Creamy Garlic Parmesan Mushrooms

Creamy Garlic Parmesan Mushrooms

Velvety, savory, and endlessly spoonable, this rich mushroom dish pairs cremini mushrooms with garlic, herbs, and a creamy parmesan-enhanced sauce — thickened naturally using gelatin and konjac instead of starch.
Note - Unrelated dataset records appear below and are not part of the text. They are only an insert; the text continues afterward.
PR #790, opened 2021-03-18
Stable API fixes

gonzalocasas:
Adding a unit tests that verifies if nothing has been removed from the public API.
Eventually more tests could be added to make sure that things have not changed signature, but for now, this should do.

The unit test fails like this if there's a removal compared the the recorded API:
image

### Checklist


tomvanmele (approved):

tomvanmele:
btw, i would argue that the import of functions that are already bound to the mesh class should be deprecated as well. and the ones that are not yet attached to the mesh should be added :)

gonzalocasas:
> btw, i would argue that the import of functions that are already bound to the mesh class should be deprecated as well. and the ones that are not yet attached to the mesh should be added :)

yes, absolutely agree. for now, i'd suggest we merge this (once all tests are green) and we do all deprecations in a separate one.

PR #796, opened 2021-03-23
fixes #795 Unetary support for vectors

### LINKED ISSUE #795: Unetary support for vectors
there seems no method of reversing / inverting a `compas.geometry.Vector` 
its pretty readible to write `Frame(pnt, -vX, -vY)`
this is mostly syntactically I suppose

```python
def invert(): # Transformation has this method
   self.scale(-1.)

def __neg__(self):
   return self.scaled(-1.)
```

jf---:
see issue #795

### DIFF
--- a/CHANGELOG.md
+++ b/CHANGELOG.md
@@ -10,6 +10,9 @@ and this project adheres to [Semantic Versioning](https://semver.org/spec/v2.0.0
 
 ### Added
 
+* Added a `invert` and `inverted` method `compas.geometry.Vector`.
+* Added unetary `__neg__` operator for `compas.geometry.Vector`
+
 ### Changed
 
 ### Removed
--- a/src/compas/geometry/primitives/vector.py
+++ b/src/compas/geometry/primitives/vector.py
@@ -255,6 +255,9 @@ class Vector(Primitive):
         """
         return Vector(self.x ** n, self.y ** n, self.z ** n)
 
+    def __neg__(self):
+        return self.scaled(-1.0)
+
     def __iadd__(self, other):
         """Add the components of the other vector to this vector.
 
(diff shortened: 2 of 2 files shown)


tomvanmele (approved):

tomvanmele:
LGTM
can you add an entry in the changelog?

src/compas/geometry/primitives/vector.py
```diff
@@ -676,6 +679,39 @@ def unitized(self):
...
+
+        Note
+        ____
+        a negation of a vector is similar to inverting a vector
+
+        Examples
+        --------
+        >>> u = Vector(1.0, 0.0, 0.0)
+        >>> v = u.copy()
+        >>> u.invert()
```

Serve as a luxurious side, a base for protein, or spooned over high-protein flatbreads. Bonus: it stores and reheats like a dream.
Course Side Dish
Cuisine European-inspired / High Power Diet
Prep Time 10 minutes
Cook Time 20 minutes
Total Time 30 minutes
Servings 6
Calories 180kcal

Ingredients

  • 2 lbs brown mushrooms cremini, sliced
  • 2 tbsp butter or avocado oil for dairy-free
  • 3 cloves garlic minced
  • tsp sea salt divided
  • ½ tsp black pepper
  • ½ tsp dried thyme or Italian seasoning
  • cups coconut cream or heavy cream unsweetened, no additives
  • 2 tbsp grated parmesan or nutritional yeast for dairy-free
  • ½ tsp konjac powder for thickening
  • 1 tsp unflavored gelatin bloomed in 1 tbsp cold water
  • 1 tbsp lemon juice or white wine vinegar
  • Optional: chopped fresh parsley for garnish

Instructions

  • 🍳 Step 1: Sauté Mushrooms
  • Heat butter in a large skillet over medium-high heat.
  • Add sliced mushrooms and ½ tsp salt. Cook uncovered, stirring occasionally, until moisture is released and mushrooms begin to brown (10–12 minutes).
  • 🧄 Step 2: Build Flavor
  • Add garlic, black pepper, and thyme. Cook 1–2 minutes until fragrant.
  • Lower heat to medium.
  • 🥄 Step 3: Cream & Thicken
  • Stir in coconut cream or heavy cream and remaining 1 tsp salt. Bring to a gentle simmer.
  • Sprinkle in konjac powder, stirring continuously to avoid clumping.
  • In a small dish, bloom gelatin in 1 tbsp cold water for 2–3 minutes. Then stir into the skillet until fully dissolved.
  • Add parmesan and lemon juice. Simmer 3–5 more minutes until sauce thickens and coats the mushrooms.

Notes

  • Taste and adjust seasoning if needed.
  • Garnish with parsley and serve warm.
  • Refrigerator: Up to 5 days in airtight container
  • Freezer: Up to 1 month (thaw gently and stir well when reheating)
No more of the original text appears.